Russia’s elections head teaching journalists to photograph a ballot box. Denis Sinyakov

Despite withering criticism for turning a blind eye to vote-rigging allegations, Russia's top elections official mentored photographers from leading media outlets Tuesday on how to take pictures at polling stations.

Vladimir Churov, head of the Central Elections Commission and an amateur photographer since the age of 4, warned against showing voters' documents and faces as well as voters marking their ballots inside the voting booth.

He also offered tips on taking scene shots at the voting precincts. His presentation was aided by some electoral props.

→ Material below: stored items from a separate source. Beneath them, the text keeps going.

PR #295, opened 2025-07-07
fix: explicitly set default sources when creating new session

hamza221:
Extracts from nextcloud.log
```
 "Exception": "OC\\DB\\Exceptions\\DbalException",
    "Message": "An exception occurred while executing a query: SQLSTATE[HY000]: General error: 1364 Field 'sources' doesn't have a default value",

 "message": "Failed to create a chat session",
    "exception": {
      "query": "INSERT INTO `*PREFIX*assistant_chat_msgs` (`session_id`, `role`, `content`, `timestamp`) VALUES(:dcValue1, :dcValue2, :dcValue3, :dcValue4)"
    },
    "CustomMessage": "Failed to create a chat session"
```

### DIFF
--- a/lib/Controller/ChattyLLMController.php
+++ b/lib/Controller/ChattyLLMController.php
@@ -147,6 +147,7 @@ class ChattyLLMController extends OCSController {
 			$systemMsg->setRole('system');
 			$systemMsg->setContent($userInstructions);
 			$systemMsg->setTimestamp($session->getTimestamp());
+			$systemMsg->setSources('[]');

The ballot box was transparent, an innovation introduced for the upcoming presidential election as a means of preventing fraud.

"If a ray of sunlight falls at a certain angle on the semitransparent ballot box when it still has few ballot papers, we see a very rare optical phenomenon, very beautiful," Churov said, according to Interfax. "You can get an artistic shot."

Several media organizations, including state television's Channel One and NTV, posted videos of the class, which was held in the hall of the Central Elections Commission.

Apart from photography, Churov is keen on history, military history and the history of architecture.

He is not the only prominent Russian political figure who can skillfully wield a camera, however.

President Dmitry Medvedev and Sergei Yastrzhembsky, former aide to president Boris Yeltsin, have made photography their hobby.

A photo of the Tobolsk Kremlin taken by Medvedev on his personal camera was sold at a charity auction in St. Petersburg in January 2010 for 51 million rubles ($1.7 million).